→ Task material:
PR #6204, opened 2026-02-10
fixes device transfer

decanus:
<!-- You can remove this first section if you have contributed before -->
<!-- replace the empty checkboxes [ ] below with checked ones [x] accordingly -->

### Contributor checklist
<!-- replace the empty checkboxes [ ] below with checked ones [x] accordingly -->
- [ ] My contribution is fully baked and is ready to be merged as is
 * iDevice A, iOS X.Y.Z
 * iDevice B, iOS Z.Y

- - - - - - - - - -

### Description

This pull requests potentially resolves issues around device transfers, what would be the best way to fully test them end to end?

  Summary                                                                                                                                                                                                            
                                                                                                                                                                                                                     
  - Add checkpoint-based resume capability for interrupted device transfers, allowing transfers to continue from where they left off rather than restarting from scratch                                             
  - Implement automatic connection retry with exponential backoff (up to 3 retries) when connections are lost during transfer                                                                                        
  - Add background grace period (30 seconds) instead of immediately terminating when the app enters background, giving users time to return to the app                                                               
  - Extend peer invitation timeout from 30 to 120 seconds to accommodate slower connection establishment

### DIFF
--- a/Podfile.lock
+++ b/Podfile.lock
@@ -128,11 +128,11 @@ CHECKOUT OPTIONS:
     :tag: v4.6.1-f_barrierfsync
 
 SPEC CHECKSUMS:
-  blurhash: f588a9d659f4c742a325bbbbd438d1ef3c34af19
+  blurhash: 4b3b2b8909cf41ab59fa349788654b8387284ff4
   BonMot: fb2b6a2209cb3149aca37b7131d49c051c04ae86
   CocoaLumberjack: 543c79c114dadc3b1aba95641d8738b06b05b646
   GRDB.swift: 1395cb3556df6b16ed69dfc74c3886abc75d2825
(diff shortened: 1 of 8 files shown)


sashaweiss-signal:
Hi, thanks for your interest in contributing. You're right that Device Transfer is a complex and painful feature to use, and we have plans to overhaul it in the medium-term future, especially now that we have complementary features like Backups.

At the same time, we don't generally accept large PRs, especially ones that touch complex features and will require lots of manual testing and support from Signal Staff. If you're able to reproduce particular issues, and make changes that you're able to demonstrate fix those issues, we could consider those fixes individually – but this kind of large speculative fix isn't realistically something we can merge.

---

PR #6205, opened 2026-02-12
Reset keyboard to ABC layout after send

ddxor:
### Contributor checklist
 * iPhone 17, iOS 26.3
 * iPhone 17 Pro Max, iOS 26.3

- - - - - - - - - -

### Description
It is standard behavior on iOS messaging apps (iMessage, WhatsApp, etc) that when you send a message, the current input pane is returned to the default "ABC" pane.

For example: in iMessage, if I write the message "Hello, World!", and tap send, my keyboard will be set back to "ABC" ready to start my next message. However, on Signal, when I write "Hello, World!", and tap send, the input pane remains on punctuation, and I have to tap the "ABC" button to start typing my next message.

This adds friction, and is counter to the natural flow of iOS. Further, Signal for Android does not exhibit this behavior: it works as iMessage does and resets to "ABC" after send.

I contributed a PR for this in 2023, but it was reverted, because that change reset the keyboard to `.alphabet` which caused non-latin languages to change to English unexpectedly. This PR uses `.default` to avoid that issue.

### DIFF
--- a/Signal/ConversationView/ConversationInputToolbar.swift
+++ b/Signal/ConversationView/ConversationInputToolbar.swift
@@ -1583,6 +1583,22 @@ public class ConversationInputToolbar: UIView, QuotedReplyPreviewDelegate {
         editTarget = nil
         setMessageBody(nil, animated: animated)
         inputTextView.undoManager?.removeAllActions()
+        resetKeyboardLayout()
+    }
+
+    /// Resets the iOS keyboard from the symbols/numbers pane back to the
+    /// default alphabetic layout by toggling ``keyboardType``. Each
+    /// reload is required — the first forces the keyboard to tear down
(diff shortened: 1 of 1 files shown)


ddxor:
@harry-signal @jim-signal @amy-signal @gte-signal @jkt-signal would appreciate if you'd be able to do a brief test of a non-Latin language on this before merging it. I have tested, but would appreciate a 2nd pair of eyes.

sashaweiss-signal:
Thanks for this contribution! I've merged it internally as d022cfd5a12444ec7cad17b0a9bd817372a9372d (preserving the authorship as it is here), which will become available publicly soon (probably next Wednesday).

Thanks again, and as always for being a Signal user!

→ What the task asks:
The answer must consist of every line from the entries above that contains the string "pane".

→ Response to the task:
It is standard behavior on iOS messaging apps (iMessage, WhatsApp, etc) that when you send a message, the current input pane is returned to the default "ABC" pane.
For example: in iMessage, if I write the message "Hello, World!", and tap send, my keyboard will be set back to "ABC" ready to start my next message. However, on Signal, when I write "Hello, World!", and tap send, the input pane remains on punctuation, and I have to tap the "ABC" button to start typing my next message.
+    /// Resets the iOS keyboard from the symbols/numbers pane back to the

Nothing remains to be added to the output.